The methodology’s flexibility to scale and adapt makes it suitable for use in many urban environments and traffic situations. It enables technical advancements in traffic management systems by integrating sophisticated machine learning algorithms with clustering approaches. Lastly, it enhances the quality of commuting by decreasing traffic congestion, reducing journey duration, and establishing a more reliable transportation system, which is advantageous for everyday commuters.
The zoning strategy also improves scalability by allowing the methodology to be deployed simultaneously to several city sectors. By maintaining consistent performance across urban zones (in terms of clustering quality and computing cost), the system can be expanded to span huge metropolitan regions without sacrificing efficiency. This makes the framework suitable for near real-time use in smart city traffic management systems.
5. Conclusions and Future Works
Identifying and describing anomalies in traffic flow is crucial in order to improve the effectiveness and safety of transportation networks. In this paper, we propose a multi-stage approach for enhanced characterization of traffic flows. Firstly, we present the application of three different anomaly detection methods, namely Elliptic Envelope, Isolation Forest, and Local Outlier Factor on pre-processed datasets with different window configurations to accurately detect traffic anomalies. Next, by utilizing k-means and hierarchical clustering algorithms, we segment these anomalies into distinct groups (clusters) and identify the suitable number of clusters for detailed characterization.

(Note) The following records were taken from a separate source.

PR #1891, opened 2024-07-01
Loop fixes

Ansariel:
LLFlatListView::detachItems was changed a while ago and now had a scoping issue for the "iter" variable, so I changed that and all the other strange loops introduced in the original commit.

Also removed the include of the format library, which a) isn't used, b) creates a compiler warning and c) can't be used without C++20 support anyway


marchcat (approved):
Thank you!

marchcat:
Please update the source branch to pass the pre-commit check.

Issue #1111, opened 2024-04-02
Remove xmlrpc-epi


bennettgoble:
The xmlrpc-epi library is 15 years old and only used in two small areas: login and when buying land. Let's replace it with basic HTTP calls so that we no longer have to maintain it.

## Test Plan

Run test plans for the following:

- Login behavior
- Buying land flows

bennettgoble:
Removing this dependency will simplify updating expat --as xmlrpc-epi is a dependent.

akleshchev:
We can implement a LLSDSerialize::toXMLRPC() instead, but won't it be better to just get rid of XMLRPC entirely? What benefits does it have over LLSD or JSON that cause viewer<-> to use XMLRPC?

bennettgoble:
@akleshchev I agree, it would be better to eliminate the need to do XML-RPC completely. I wonder if we add an alternative login method that used a basic JSON or LLSD POST over HTTP. We'd need to keep XML-RPC on the server side to support existing viewers, but at least the XML-RPC behavior could be eliminated from the client.

akleshchev:
Created https://github.com/secondlife/server/issues/1195

brad-linden:
I'm not sure that login is the only xmlrpc dependency, aren't there also some buy currency operations that go to an xmprpc endpoint?  probably will want something like what @akleshchev mentiond ( https://github.com/secondlife/viewer/issues/1111#issuecomment-2045691021 ) and serialize "RPC structured" llsd to xml and then manually send HTTP post to the endpoint

LLGuru:
Done in https://github.com/secondlife/viewer/pull/1893

akleshchev:
Fixing issue's state since it didn't go through testing (not that there is much to test)

Test plan:
1. Confirm login orks
2. Confirm buying land works

igorlproductengine:
Passed QA.
Verified on the Second Life Release 7.1.10.10516785745 (64bit) on Win10/OSX in the scope of https://github.com/secondlife/iqa/issues/316.

PR #1893, opened 2024-07-01
#1111 Remove xmlrpc-epi

LLGuru:


indra/llcommon/llsd.cpp
```diff
@@ -872,6 +916,155 @@ const LLSD::Binary& LLSD::asBinary() const  { return safe(impl).asBinary(); }
 
 const LLSD::String& LLSD::asStringRef() const { return safe(impl).asStringRef(); }
 
+LLSD::String LLSD::asXMLRPCValue() const { return "<value>" + safe(impl).asXMLRPCValue() + "</value>"; }
```
akleshchev, line 919: This is a wrong place for this logic, I suggest following LlsdFromJson and LlsdToJson example and move this to a separate llsdxmlrpc file or follow LLSDXMLParser's example and do an LLSDXMLRPCParser.

indra/llfilesystem/lldir.cpp
```diff
@@ -864,6 +864,25 @@ std::vector<std::string> LLDir::findSkinnedFilenames(const std::string& subdir,
     return results;
 }
 
+std::string LLDir::getFileContents(const std::string& filename) const
```
akleshchev, line 867: This is a very confusing name and in a confusing place. How is content of LLFile is related to LLDir?
Suggestion: some variant of LLFile::fileAsString(filename)?

akleshchev (approved):
Looks good, but I strongly suggest to rename and move that file reading related code out of directory code. Keep file reading to files.

indra/llfilesystem/lldir.cpp
akleshchev: Also could have easily been static instead of needing gDirUtilp instance.

indra/llcommon/llsd.cpp
LLGuru: I would like to re-use the existing type hierarchy implemented in LLSD instead of creating the mirror outside

akleshchev: But it isn't a type, it's xml parsing. 

P.S. I think llsd files are shared between viewer and server so it might be better to minimize changes.

marchcat (approved):

indra/newview/llcurrencyuimanager.cpp
```diff
@@ -160,32 +161,29 @@ void LLCurrencyUIManager::Impl::updateCurrencyInfo()
...
-    // With GitHub builds, the build number is too big to fit in a 32-bit int,
-    // and XMLRPC_VALUE doesn't deal with integers wider than int. Use string.
-    keywordArgs.appendString("viewerBuildVersion", stringize(LLVersionInfo::instance().getBuild()));
-
-    LLXMLRPCValue params = LLXMLRPCValue::createArray();
-    params.append(keywordArgs);
+    const LLVersionInfo& vi(LLVersionInfo::instance());
+
+    LLSD params = LLSD::emptyMap()
+        .with("agentId", gAgent.getID().asString())
```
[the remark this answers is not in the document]
LLGuru: Done

maxim-productengine (approved):

maxim-productengine:
Looks good. But I'd like to be see mac build finished successfully.

PR #1903, opened 2024-07-02
Reduce string temporaries from frequently called llui find and get functions

RyeMutt:
This set of changes reduces the number of string temporaries created from calling various find and get functions in llui by modernizing to use std::string_view


marchcat (approved):
Thank you!

PR #3378, opened 2025-01-09
VRAM Budget adjustments

akleshchev:
1. Instead of reducing bias when not over budget, start resducing it only once there is 10% free memory to use, to avoid memory immediately going over budget
2. On a 8gb PC intel was using 3.5Gb of vram which is way too generous given viewer's ram needs. For intels caped vram to 25% ram.


marchcat (approved):

indra/llwindow/llwindowwin32.cpp
```diff
@@ -4681,6 +4682,23 @@ void LLWindowWin32::LLWindowWin32Thread::checkDXMem()
 
                     // Alternatively use GetDesc from below to get adapter's memory
                     UINT64 budget_mb = info.Budget / (1024 * 1024);
+                    if (gGLManager.mIsIntel)
```
Ansariel, line 4685: What about Intel's discrete GPU cards? Isn't there a more general distinction required?

Ansariel:
What about slowing down bias decrease? Currently it is evaluating and decreasing bias every frame AFAIK.

indra/llwindow/llwindowwin32.cpp
akleshchev: I suspect those would have accurate gGLManager.mVRAM already, but without having a physical one, hard to be sure. worst case 25% is still a reasonable limit.

Potentially we can substract desc.SharedSystemMemory to get real memory in case of descrete GPU, but I'm not comfortable doing that without having hardware to test it.

akleshchev:
> What about slowing down bias decrease?
That is indeed too fast. I will check it, but might leave it for later.

indra/llwindow/llwindowwin32.cpp
Ansariel: Or `mIsIntel` should only be true for integrated GPUs - if there is a way to detect that.

akleshchev: That's not the purpose of mIsIntel. AMD has built in GPUs and those need same treatment just in case OS/bios is overeager with shared memory. The problem is detection.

The evaluation results show that the Local Outlier Factor approach consistently produces the highest quality of clustering. This is evident from its superior average silhouette scores across different scenarios. The Isolation Forest also performs well, especially in maintaining clearly defined and evenly distributed clusters. Although the Elliptic Envelope exhibits a moderate level of clustering quality, its performance is less robust when compared to the other approaches.
The comparative analysis shows that the k-means clustering method consistently performs better than the agglomerative clustering algorithm to generate clusters that are both compact and well separated. This conclusion is verified by metrics such as the Silhouette Coefficient, Calinski-Harabasz Index, and Davies-Bouldin Index. Local Outlier Factor is the most successful among the anomaly detection methods, followed by Isolation Forest, and Elliptic Envelope. However, the efficiency of these approaches may vary depending on the scenario.
Beyond the detection accuracy improvements, the framework demonstrates methodological innovation by combining temporal anomaly segmentation with spatial zoning, which enhances the scalability of traffic big-data analytics for city-wide applications. The proposed zoning-based clustering approach enables localized model calibration while maintaining global consistency, effectively reducing computational complexity without sacrificing clustering quality. Parameter-sensitivity analysis revealed that window size and anomaly contamination rate were the most influential factors affecting cluster compactness. Practically, the insights gained from this framework support downstream optimization objectives such as minimizing average vehicle waiting time and improving signal coordination efficiency. Future research will focus on integrating optimization algorithms and metaheuristics such as genetic algorithms and particle swarm optimization into the proposed zonal structure to dynamically adjust signal timing based on detected anomalies, thus linking anomaly characterization to near real-time traffic management decisions.